President Reagan’s blocking of Cuban visas fits just as snugly under the delegation rubric. As noted above, Reagan blocked visas to press Cuba to pivot away from encouraging migration to the U.S. by its inadmissible nationals, including those with criminal histories. In contrast, EO-3 does not assert that any country subject to its restrictions affirmatively encouraged inadmissible foreign nationals to enter the United States. Reagan’s response to this bilateral dispute harmonized with extensive travel and trade restrictions that past presidents had imposed (and the Supreme Court had upheld) on the Castro regime. Against this bilateral backdrop, Reagan’s tailored response to Cuba’s flagrant action fits neatly within Congress’s delegation. In contrast, EO-3’s indefinite multi-country ban strains delegation to the breaking point.

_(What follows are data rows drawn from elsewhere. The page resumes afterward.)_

PR #5889, opened 2020-03-13
5779 - Setting Display Scale Factor Changing

### LINKED ISSUE #5779: Settings -> Display Scale Factor changing
In the Menu "Settings" in Appearance the "Display scale Factor" is alive. It changes automatically.
This issue also happens with the "Fullscreen Margin" value.

Sometimes that happens magically when entering in the Settings, other times it happens after draggin the value selector and changing the value.

It happens on MacOSX with Pharo 8 and Pharo 9 images downloaded from the launcher and in Windows 10 an pharo 9 from git.

David5i6:
fixes #5779 

An if clause is used to return if it's not dragging the slider. MacOS and Windows, seems fixed.

Also a little comment in code and reformating for better readability.

-----

Please I made this change to correct a problem with Pharo 8 and Pharo 9 on Windows 10 and MacOS (not tested on Linux), but I don't have a complete vision of Morphic and Spec, Spec2.

The problem was that when movin the mouse over the slider it changes magically it's position, but not alwas. I saw that there was no "draggin" state, but instead the style of the slider is diferent and determines the state and used it to determine if slider is dragging.

I think adding a "dragging" and "dragging:" messages to set and retrieve the dragging state should be a cleaner way so I added that in a second commit.

### DIFF
--- a/src/Morphic-Widgets-Scrolling/Slider.class.st
+++ b/src/Morphic-Widgets-Scrolling/Slider.class.st
@@ -7,7 +7,8 @@ Class {
 		'setValueSelector',
 		'sliderShadow',
 		'sliderColor',
-		'descending'
+		'descending',
+		'dragging'
 	],
 	#category : #'Morphic-Widgets-Scrolling'
 }
@@ -64,6 +65,16 @@ Slider >> descending: aBoolean [
 	self value: value
 ]
 
+{ #category : #access }
+Slider >> dragging [
+	^ dragging.
+]
+
+{ #category : #access }
+Slider >> dragging: aBoolean [
+	dragging := aBoolean.
+]
+
 { #category : #geometry }
 Slider >> extent: newExtent [
 	newExtent = bounds extent ifTrue: [^ self].
@@ -80,6 +91,7 @@ Slider >> initialize [
 	super initialize.
 	value := 0.0.
 	descending := false.
+	dragging := false.
 	self initializeSlider
 ]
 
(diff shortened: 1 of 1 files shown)


Ducasse:
Thanks this is uper cool that you spend your time fixing such kind of glitches. We are to used to jump over them. Thanks a lot. This is important because there is no little changes not worth. 
This is because people give their energy to Pharo that it improves. So thank a lot.

src/Morphic-Widgets-Scrolling/Slider.class.st
```diff
@@ -110,19 +122,20 @@ Slider >> initializeSlider [
 Slider >> mouseDownInSlider: event [ 
 
 	slider borderStyle style == #raised
-		ifTrue: [slider borderColor: #inset].
+		ifTrue: [slider borderColor: #inset. self dragging: true].
```
guillep: I don't understand why this depends on the border style. Could you add a comment on this?

src/Morphic-Widgets-Scrolling/Slider.class.st
```diff
@@ -110,19 +122,20 @@ Slider >> initializeSlider [
...
+	sliderShadow show.
+	
 ]
 
 { #category : #'other events' }
 Slider >> mouseUpInSlider: event [ 
 
 	slider borderStyle style == #inset
-		ifTrue: [slider borderColor: #raised].
+		ifTrue: [slider borderColor: #raised. self dragging: false].
```
guillep: Same same :)

guillep (changes requested):
I'd like to know, at least to keep as documentation, a couple of points.
Maybe it could make sense to add some method/class comments?

Anyways, thanks :)

David5i6:
You're right. Due that the dragging state is now reflected on draggin variable there's no need to make the check against the borderColor.

I'm going to change it. Thanks !

David5i6:
Re-reading the code, there some nonsense things. If mouse is down, It start dragging... but... ¿ It's possible to make the mouse down again without making it up ?

guillep:
Thanks, I like the changes :)

David5i6:
sorry, I detected a little very rare cases after that. I'm gouing to send a merge request again with some code guards.

guillep:
Sure, thanks for the effort!!

PR #5890, opened 2020-03-14
Cleanup world

guillep:
Several refactorings and cleanups to avoid duplications in `#displayWorldState:ofWorld:` and friends.

This PR also introduces several things like:
 - hide the fact that there is a canvas. In Form/BitBlt a canvas is always there, yes. But in athens a canvas is only available during drawing. Having accessors/setters for it makes no sense. This includes for example `worldState canvas: nil` => `worldState invalidate`
- remove some old/never-used/experimental spec1/oswindow integration. This has to be redone for spec2


Ducasse:
Guille what is the difference between OS and VM World renderer? We should probably explain it in the comments. I kind of get it: one with a canvas and the other is an external canvas?
I read all the code (not really a review). 
BTW you seem to have as yet unclassified.

guillep:
> Guille what is the difference between OS and VM World renderer? We should probably explain it in the comments.

- OS* uses OSWindow based windowing (and SDL)
- VM* uses the old mechanism where the windowing is on the VM

Yes, we should maybe rename those classes, but I'll do that separately.
That was already like that before, we can outlive it :)

> I kind of get it: one with a canvas and the other is an external canvas?

Both have canvases, but the implementation in OS window kind of hides the canvas. Because the OS window can render using Form/Display and so on, but also on Athens.
In Athens, the canvas is a temporary object you get while rendering only, something like:

```smalltalk
"I have no canvas"
myRenderer drawDuring: [ :myAthensCanvas | 
   "I got a canvas and can do whatever I want"
]
"The canvas was released"
```

So if we want to somehow exploit polymorphism, better assume the most limited.

> I read all the code (not really a review).

Now that I've explained how to do a review in github you'll have no choice MWAHAHA.

> BTW you seem to have as yet unclassified.

Ouch, will check. Thanks :)

guillep:
Tests not related (and logged in https://github.com/pharo-project/pharo/issues/5895)

tesonep (approved):

PR #5897, opened 2020-03-15
5896 detected error in extreme rare cases for slider

David5i6:
fixes #5896 

There where error on some extremely rare cases.

Also a bug when clicking outside the slider handler is corrected.

Code is documented (Perhaps too verbose).

PR #5911, opened 2020-03-17
Fix slider broken tests

guillep:
Issue #5897 broke a couple of spec1 tests.
I integrated a bit carelessly because the change looked simple.
So here's a fix.

 - the text can be empty (handle that case)
 - the value can be a fraction: convert it to float before transforming it to string => otherwise asNumber will fail later


guillep:
Tests fixed. There are still the HTTPs tests, which are unrelated to this issue.

image

PR #5916, opened 2020-03-17
Remove ActiveHand and ActiveEvent

### LINKED ISSUE #5908: Should remove accesses to `ActiveHand` global
The global assumes there is a single hand, while there may be many of them.
And to this to work properly, there is code like this that updates the global in a loop:

```smalltalk
self extraWorldList do: [:world |
	ActiveHand := world activeHand.
	world doOneCycle.
].

(self currentWorld isNotNil and: [(self extraWorldList includes: self currentWorld) not]) ifTrue: [
	self currentWorld doOneCycle.
	ActiveHand := self currentWorld activeHand
]
```

Notice also that the code below may have a bug too, because it may happen that the cycle in the second block executes with a wrong hand. In my image we have 50 users of the class variable. We should study case by case.

guillep:
Fixes #5908.

Mostly, delegate the obtention to the active hand to the active world.
This raises a couple of issues:

 - some non-morph objects try to access the world => they should get it as argument
 - some morph objects try to get their world before being installed in the system

A summary of changes:
 - Remove global cursor usages. `Cursor X isCurrent` requires access to a world
 - `ActiveHand` => `self activeHand`, or `morph activeHand`
 - take care of objects trying to get keyboard focus before shown/installed in the world.
 - `ActiveEvent` => `aMorph activeHand lastEvent`

My image behaves pretty well after these changes.
We should see a bootstrapped image.

### DIFF
--- a/src/Athens-Morphic/MenuMorph.extension.st
+++ b/src/Athens-Morphic/MenuMorph.extension.st
@@ -5,7 +5,7 @@ MenuMorph >> drawOnAthensCanvas: anAthensCanvas [
 	"Draw the menu. Add keyboard-focus feedback if appropriate"
 
 	super drawOnAthensCanvas: anAthensCanvas.
-	(ActiveHand notNil and: [ ActiveHand keyboardFocus == self and: [ self rootMenu hasProperty: #hasUsedKeyboard ] ])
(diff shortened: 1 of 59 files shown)


guillep:
Only one failing tests, looks like a fleaky one

image

PR #7774, opened 2020-11-19
7770 cleaning old definition printer

Ducasse:


Ducasse:
I do not get why it would be breaking since it was internal method logic refactoring.
let us try again.

Ducasse:
I would like to test this now that #7816 has been integrated.

Ducasse:
The tests are broken which is already an improvement.

Ducasse:
To see with the merge of marcus fix if the test passes

MarcusDenker:
Yes, looks better. Still some other tests failing, but far less

Ducasse:
This is strange because I do not see the difference.

##one 
T2OldPharoClassDefinitionPrinterTest>>#testTrait3AndTagTests.
Got 'Trait named: #Trait3  uses: Trait2  package: ''Tests-Traits-MOP''' instead of 'Trait named: #Trait3   uses: Trait2   package: ''Tests-Traits-MOP'''.
Stacktrace

TestFailure
Got 'Trait named: #Trait3
	uses: Trait2
	package: ''Tests-Traits-MOP''' 
instead of 'Trait named: #Trait3
	 uses: Trait2
	 package: ''Tests-Traits-MOP'''.

## two 
testAddTraitPattern

## three
T2OldPharoClassDefinitionPrinterTest>>#testTBehavior

MarcusDenker:
My fixe was for the other failing ones (the ones that made DNU for named: package, they where from Epicea)

MarcusDenker:
(i think we did the close/reopen twice)

Ducasse:
A new issue has been pushed: https://github.com/pharo-project/pharo/pull/7845

PR #7775, opened 2020-11-19
Merge-MethodNameEditor-RBMethodNameEditor 

MarcusDenker:
MethodNameEditor was not used, merge it into it's subclass RBMethodNameEditor

No deprecation needed, as this is not public API.


Ducasse:
We will have to redo it in Spec2 and to remove the dependency to the ui from this package.

PR #7780, opened 2020-11-19
Cleanup-Unused-Ivars

MarcusDenker:
There are over 120 classes with instance variables that are not referenced.

This PR removes some and adds a (for now skipped) test in  NoUnusedVariablesLeftTest which we can turn on as soon as we have checked all the problematic classes.

### DIFF
--- a/src/Beacon-Core-Tests/MemoryLoggerTest.class.st
+++ b/src/Beacon-Core-Tests/MemoryLoggerTest.class.st
@@ -1,9 +1,6 @@
 Class {
 	#name : #MemoryLoggerTest,
 	#superclass : #TestCase,
-	#classInstVars : [
-		'previousRecordings'
-	],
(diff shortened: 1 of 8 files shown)


MarcusDenker:
I wrote a snipped about the implementation of the test: https://blog.marcusdenker.de/finding-unused-variables-an-example-for-first-class-variables

<blockquote><div><strong><a href="https://blog.marcusdenker.de/finding-unused-variables-an-example-for-first-class-variables">Finding Unused Variables: An example for First Class Variables - Marcus Denker Blog</a></strong></div><div>As you might be aware, we added to Pharo the concept of “Firsts class Variables” that is, there is a meta object for every variable in the system.</div></blockquote>

astares (approved):
Nice one! Yes - this really deserves cleaning

PR #7803, opened 2020-11-21
Add additional linux platform checking

### LINKED ISSUE #7802: Add additional linux platform checking
UnixPlatform already has support for #isLinux but we could enhance to check for a few prominent 
Linux derivates / distributions like Ubuntu, Fedora, ...

astares:
Fix #7802


astares:
CI failures unrelated

astares:
Any reviewer?

guillep:
I'm not particularly against it... But it has a problem: why stop with these distros? :)
Somebody will always complain their distro is not in the list.

Maybe a solution more like linux's `uname` that returns the name of the current distro is more flexible from that point of view.

thoughts?

noha:
No, uname is not more flexible. There is is something called Linux standard base (https://en.wikipedia.org/wiki/Linux_Standard_Base) that defines a common system for major linux distros. The canonical way of getting information about an LSB system is 

`lsb_release -a`

But this is a binary. So relying on /etc/os-release is the proper way to do. But I'm with Guille here that making individual linux distros a mention in the image is not such a good idea. Neither is doing a substring search over the file ;)
If we define our linux target to be a LSB linux target which is feasible then I would make it detect linux and the Linux distro object offers access to the dictionary in the os-release file. In my system it looks like 

cat /etc/os-release
NAME="Ubuntu"
VERSION="20.04.1 LTS (Focal Fossa)"
ID=ubuntu
ID_LIKE=debian
PRETTY_NAME="Ubuntu 20.04.1 LTS"
VERSION_ID="20.04"
HOME_URL="https://www.ubuntu.com/"
SUPPORT_URL="https://help.ubuntu.com/"
BUG_REPORT_URL="https://bugs.launchpad.net/ubuntu/"
PRIVACY_POLICY_URL="https://www.ubuntu.com/legal/terms-and-policies/privacy-policy"
VERSION_CODENAME=focal
UBUNTU_CODENAME=focal

which should be easy to parse and put into a dictionary

<blockquote><div><strong><a href="https://en.wikipedia.org/wiki/Linux_Standard_Base">Linux Standard Base - Wikipedia</a></strong></div></blockquote>
<blockquote><div>Ubuntu</div><div><strong><a href="https://ubuntu.com/">Enterprise Open Source and Linux | Ubuntu</a></strong></div><div>Ubuntu is the modern, open source operating system on Linux for the enterprise server, desktop, cloud, and IoT.</div></blockquote>
<blockquote><div><strong><a href="https://help.ubuntu.com/">Official Ubuntu Documentation</a></strong></div></blockquote>
<blockquote><div>Launchpad</div><div><strong><a href="https://bugs.launchpad.net/ubuntu/+bugs">Bugs : Ubuntu</a></strong></div><div>Ubuntu also includes a wide variety of software through its network of software repositories. Once your system is installed you can simply call up a list of all the existing tools out there and choose any of them for immediate installation over the internet.
</div></blockquote>
<blockquote><div>Ubuntu</div><div><strong><a href="https://ubuntu.com/legal/data-privacy">Data privacy | Ubuntu</a></strong></div><div>Ubuntu is an open source software operating system that runs from the desktop, to the cloud, to all your internet connected things.</div></blockquote>

astares:
@guillep 
uname can only be applied to general Unix. It gives you "Linux" on Linux.  The "/etc/os-release" solution and the LDB approach is the way forward in Linux world

@noha 
OK - I reworked and generalized the PR:
 - removed the specific #isXXXX checking 
 - parse the /etc/os-release to have access to all properties 
 - added better utility methods to check for the distribution and Linux derivate following the Linux specs

guillep:
I think @noha kind of understood what I explained poorly :)
What I meant is that I'd prefer a method `distributionName` rather than 10 `is[Distro]` methods

astares:
@guillep Yes - and thats what and why I wrote: the isXXX methods now [got removed](https://github.com/pharo-project/pharo/pull/7803/commits/97b6c9f9be5868f671e1021edf768e60e95d514a) (and I included the other changes suggested too)

So please review again how the PR looks now so we can move on. Thanks in advance!

So for instance you can now  check using:

```Smalltalk
Smalltalk os isLinuxDistributionWithID: 'Ubuntu'
Smalltalk os isLinuxDerivateOf: 'debian'
```
Comparision is case insensitive (thats why I gave the example here differently)

One can also access (on Linux) all parameters using
```Smalltalk
Smalltalk os linuxIdentificationParameters inspect
```

References:    
- [https://www.freedesktop.org/software/systemd/man/os-release.html](https://www.freedesktop.org/software/systemd/man/os-release.html)
- [https://gist.github.com/natefoo/814c5bf936922dad97ff](https://gist.github.com/natefoo/814c5bf936922dad97ff)

src/System-Platforms/UnixPlatform.class.st
```diff
@@ -106,6 +103,21 @@ UnixPlatform >> lineEnding [
...
+	"see https://www.freedesktop.org/software/systemd/man/os-release.html"
+
+	| props extractor |
+	props := Dictionary new.
+	self isLinux ifFalse: [ ^props ].
+	extractor := [ '/etc/os-release' asFileReference contents linesDo: [ :each | 
+		props at: (each copyUpTo: $=) asSymbol put: (each copyAfter: $=) ]].
+
+	"Do nothing when it does not exist"
+	[ extractor value ] on: FileDoesNotExistException do: [ self error: 'Only available on modern distributions' ].
```
noha: Can we replace "modern distributions" with "distributions supporting the linux standard base" ?

noha (approved):

src/System-Platforms/UnixPlatform.class.st
astares: @noha  Yes - we can ;)

I changed the comment

MarcusDenker (approved):

PR #7815, opened 2020-11-22
Fix side-effect in MCOrganizationDefinition

LinqLover:
The usage of `#sort` instead of `#sorted` manipulates the passed category array, which not only restricts the argument type to Array but also is very unexpected and confusing behavior. Furthermore, this led to recent test failures in smalltalkCI [1] because the passed array could not be a read-only object.

With this PR, the parameter is #sorted into a copy instead so both bugs should be resolved.

Please review! This is my first contribution to Pharo, so I hope I did not miss any formalities.
Please squash this PR when merging.

[1] https://travis-ci.org/github/hpi-swa/smalltalkCI/jobs/742264299#L457

### DIFF
--- a/src/Monticello/MCOrganizationDefinition.class.st
+++ b/src/Monticello/MCOrganizationDefinition.class.st
@@ -12,7 +12,7 @@ Class {
 
 { #category : #'instance creation' }
 MCOrganizationDefinition class >> categories: aCollection [
-	^ self new aCollection: aCollection
+	^ self new categories: aCollection
 ]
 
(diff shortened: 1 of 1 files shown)


LinqLover:
I don't see the CI is failing. Looking at the Jenkins overview page, it seems as if it was never red. Could someone confirm that my small patch is not responsible for any regressions? :-)

MarcusDenker:
Failing tests are not related to the change.

MarcusDenker (approved):
looks good.

PR #7833, opened 2020-11-23
`#ensureCreateDirectory` Shouldn't Resolve

seandenigris:
`#ensureCreateFile` already has the correct behavior, which is to return self. Otherwise, one may ask a FileLocator to ensure and get back a FileReference.


dionisiydk (approved):

MarcusDenker (approved):

seandenigris:
Thanks everyone :)

PR #7836, opened 2020-11-23
Clean the OSWindowGenericRenderer texture APIs for properly implementing a text renderer

ronsaldo:
These changes remove the broken text rendering attempt through the SDL2 renderer API. Instead we are adding the missing APIs for implementing text rendering at the scene graph renderer level by cleaning the texture APIs.


guillep:
> These changes remove the broken text rendering attempt through the SDL2 renderer API. Instead we are adding the missing APIs for implementing text rendering at the scene graph renderer level by cleaning the texture APIs.

Hi @ronsaldo could you add some comments to the code?
Could you detail here why the SDL2 text rendering API is broken? Is it SDL2 text rendering API that we should not use or it was our bindings that were wrong? Or you're just moving that low level API to the scene graph renderer?

guillep:
image

@MarcusDenker, that's kinda obvious, there are no tests for all this :)

MarcusDenker:
I am just adding the tag always when the CI would be green if we would not have the failing test on Win and the crash on mac... it has no other meaning then the CI green would have.

ronsaldo:
> Could you detail here why the SDL2 text rendering API is broken? Is it SDL2 text rendering API that we should not use or it was our bindings that were wrong?

There is no SDL2 text rendering API, it was just a convenience API that I added some months ago and it never worked (completely unusable due to bad performance).

> Or you're just moving that low level API to the scene graph renderer?

I am reimplementing the text rendering at the scene graph renderer via texture drawing. I adapted the same mechanism for drawing with the gpu to use the texture drawing API via multiple passes.

guillep:
> > Could you detail here why the SDL2 text rendering API is broken? Is it SDL2 text rendering API that we should not use or it was our bindings that were wrong?
> 
> There is no SDL2 text rendering API, it was just a convenience API that I added some months ago and it never worked (completely unusable due to bad performance).
> 
> > Or you're just moving that low level API to the scene graph renderer?
> 
> I am reimplementing the text rendering at the scene graph renderer via texture drawing. I adapted the same mechanism for drawing with the gpu to use the texture drawing API via multiple passes.

Ok!

PR #7839, opened 2020-11-24
Simplify-ReUnaryAccessingMethodWithoutReturnRule

MarcusDenker:
- use #category instead of #categoryOfElement: on the class organizer
- use noneSatisfy:

### DIFF
--- a/src/GeneralRules/ReUnaryAccessingMethodWithoutReturnRule.class.st
+++ b/src/GeneralRules/ReUnaryAccessingMethodWithoutReturnRule.class.st
@@ -20,11 +20,10 @@ ReUnaryAccessingMethodWithoutReturnRule class >> uniqueIdentifierName [
 
 { #category : #running }
 ReUnaryAccessingMethodWithoutReturnRule >> basicCheck: aMethod [
-	(aMethod numArgs > 0 or: [ aMethod isAbstract ]) ifTrue: [ ^ false ].
-	((aMethod methodClass organization categoryOfElement: aMethod selector) asString beginsWith: 'accessing') ifFalse: [ ^ false ].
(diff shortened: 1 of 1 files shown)


src/GeneralRules/ReUnaryAccessingMethodWithoutReturnRule.class.st
```diff
@@ -20,11 +20,10 @@ ReUnaryAccessingMethodWithoutReturnRule class >> uniqueIdentifierName [
...
 { #category : #running }
 ReUnaryAccessingMethodWithoutReturnRule >> basicCheck: aMethod [
-	(aMethod numArgs > 0 or: [ aMethod isAbstract ]) ifTrue: [ ^ false ].
-	((aMethod methodClass organization categoryOfElement: aMethod selector) asString beginsWith: 'accessing') ifFalse: [ ^ false ].
-	aMethod ast nodesDo: [ :each | each isReturn ifTrue: [ ^ false ] ].
 
-	^ true
+	(aMethod numArgs > 0 or: [ aMethod isAbstract ]) ifTrue: [ ^ false ].
+	(aMethod category beginsWith: 'accessing') ifFalse: [ ^ false ].
+	^ aMethod ast allChildren noneSatisfy: [ :each | each isReturn ]
```
gcotelli, line 26: `allChildren` is producing a new collection on each call so I don't know if this change has some performance impact. On the other hand `nodesDo:` is also producing intermediate collections for iterating the children , so maybe this change has no measurable impact on performance.

MarcusDenker: yes, it adds just one more creation of an intermediate collection...we do that *a lot* everywhere... every node does it when the visitor asks for #children...

PR #7842, opened 2020-11-24
Calypso: Don't Show "Should Implement" Protocol for Abstract Classes

seandenigris:
A  false positive scenario was reported on Discord today because there is no way to tell Calypso not to warn about "should be implemented" for abstract classes.

Here is the behavior with the fix in place:
2020-11-24T084035343244-0500


seandenigris:
Hold off on this. May not be an issue

seandenigris:
It appears that the actual problem was that Calypso shows the "should not implement" protocol even if empty because the target class isAbstract. It appears to work as expected in P9.

PR #7847, opened 2020-11-24
Ban rule "class not referenced" for WebBrowser subclasses

### LINKED ISSUE #7846: Ban rule "class not referenced" for WebBrowser subclasses
- the critique "Class not referenced" is OK for subclasses of WebBrowser - so we should ban the rule

astares:
Fix #7846


MarcusDenker:
maybe better is to implement #isUsed like in TestCase and similar classes

astares:
@MarcusDenker Did'nt know about #isUsed. I changed the PR to use it, no need for the banned rule and manifest now.

Ready for a second review

MarcusDenker (approved):

PR #7854, opened 2020-11-25
CompiledMethod-hasProperty-use-includesProperty 

MarcusDenker:
speedup #hasProperty: a little by using includesProperty: instead of #propertyAt:ifAbsent:


MarcusDenker:
Actually more speedup then I expected...

[SystemNavigation new allHalts] bench  

- now: 30/sec (low level scanning for selectors, but missing all full blocks)
- using #containsHalt and #7779 merged: 23/second (that is, checking property that is set be the compiler)
- with this improvement: 38 per second

benchmark is bad in any way (e.g. we even find a different amount of method), but nevertheless interesting

PR #7855, opened 2020-11-25
Merge Spec2 0.8 and NewTools 0.5

### LINKED ISSUE #123: [Debugger] When creating a method the focus should be in the code pane
When a method is created in the debugger, after selecting the package.
The keyboard focus should be in the code pane and not in the stack frames list.

### LINKED ISSUE #128: use Breakpoint announcement in StObjectBreakpointInspection>>#initializePresenters
StObjectBreakpointInspection>>#initializePresenters is listening to MetaLinkChanged, but it is only interested in Breakpoints.

We can now change it to listen to breakpoint announcements

estebanlm:
together because there are some packages that moved from one to the other :)

NewTools 0.5
===
**New Inspector is now default in Pharo!**

- Inspector Introduces concept of "inspection concept" which allows to configure how the presentation will be show (and if it will be shown). For now it does not do much, but potential is huge. 
- Inspector uses `SpMillerPaginatorPresenter`.
- Inspector uses popover to allow command expansion in the toolbar (otherwise is too big).
- Inspector panes are closeable now.
- Inspector, Playground now understand <meta+g> command
- Playground pages now can "open in new page".
- Activation in single click (which triggers column expansion) is now default for inspections (it was double click, but it felt weird).
- Added several inspections (extensions to objects) to match what we had before.
- Most commands now delegate its behavior to their contexts to allow better handling of them.
- Introduce "icon providers" to handle how icons are provided in applications.
- Refactor the way icons are used in `StPharoApplication` to allow switching of icon sets and the gradual transition from current naming to a better, semantic way of name icons.
- Fixes https://github.com/pharo-spec/NewTools/issues/128
- Fixes https://github.com/pharo-project/pharo/pull/7700
- Fixes https://github.com/pharo-spec/NewTools/issues/123
- Several bugfixes.

Spec 0.8
===
- `Spec2-Tools` was moved to `NewTools-Methods`, `NewTools-ChangeSorter` and `NewTools-KeymapBrowser`.
- `SpCodePresenter` commands now are delegating functionality to the presenter (this allow better handling of them).
- output transmissions now can be composed, to allow a single activation to trigger to different child presenters.
- `SpWindowPresenter` now understands withDecorations/withoutDecorations
- `SpWindowPresenter>>#centered` and `SpWindowPresenter>>#centerRelativeTo:` now work correctly
- Modal dialogs now close on ESC correctly, even when focus is in a text field/area.
- `SpBoxLayout` homogeneous property now works correctly.
- several style modifications.
- several bugfixes


Ducasse:
esteban none of the builds built.

MarcusDenker:
tests look good...

PR #11784, opened 2022-10-11
Syntactic check a single >>> on executable comments

privat:
This PR is a follow-up of  #11774

Since executable comments are multiline, it could be easy to mistakenly put multiple `>>>` in a single comment block. Especially since the previous behavior was to process each line independently. e.g.

```
"1+2 >>> 3.
3+4 >>> 7"
```

The behavior proposed here is to reject such code and explicitly enforce the following rule:

> to be syntactically valid as an executable comment, there should be exactly one single triple > message send, and it should be the last statement.

In the existing code base (~2000 executable comments), there were only two errors; and some couples of `"` fixed both.

Note: there is no commit related to the UI yet, they may come in a future PR.

### DIFF
--- a/src/Kernel/AsciiCharset.class.st
+++ b/src/Kernel/AsciiCharset.class.st
@@ -181,9 +181,9 @@ AsciiCharset class >> maxValue [
 
 { #category : #casing }
 AsciiCharset class >> toLowercase: aCharacter [
-	"(AsciiCharset toLowercase: $A) >>> $a.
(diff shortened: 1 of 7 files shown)


MarcusDenker:
I added a label [PharoDocComments] and tagged some open issues with that

Ducasse:
Yes I like this 

```
to be syntactically valid as an executable comment, there should be exactly one single triple > message send, and it should be the last statement.
```

MarcusDenker (approved):

PR #11785, opened 2022-10-11
Pharo10: CI: when getting pharo version/prefix on PR, do not use --first-parent

privat:
Backport of #11780 on pharo10.

Let's see the if CI is happy


MarcusDenker:
merged, as the Pharo11 PR looks good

The Ninth Circuit also noted that EO-3 clashes with the anti-discrimination provision that Congress enacted when it abolished national origin quotas on visas in 1965. As the court explained, Democratic Majority Leader Sen. Mike Mansfield hailed the 1965 legislation as a “restatement [of] this country’s devotion to equality and freedom.” In his signing statement, President Lyndon Johnson declared that discrimination “will never again shadow the gate to the American Nation.” Those sentiments would have been mere window dressing if Congress had intended to delegate to the President authority to unilaterally reimpose national origin quotas through the back door of 1182(f).
To fully address all possible claims of executive power, the Ninth Circuit also held that the president lacked authority under Article II to implement EO-3. Here, the court cited the Supreme Court’s view in INS v. Chadha that Congress—not the President—has “plenary power” over immigration. Granting the executive branch uncabined power to rewrite the INA would endanger that core constitutional premise.
In sum, the Ninth Circuit developed a cogent statutory argument against EO-3 based on the touchstone of common sense. Because the court relied on statutory grounds to invalidate EO-3, it did not have to reach the merits of the Establishment Clause challenge to the Proclamation. The en banc Fourth Circuit would do well to emulate this approach in its pending decision in IRAP v. Trump (my recent post on this topic provides more context). The statutory argument will be front and center when, as now seems likely, the Supreme Court considers the legality of EO-3 in 2018.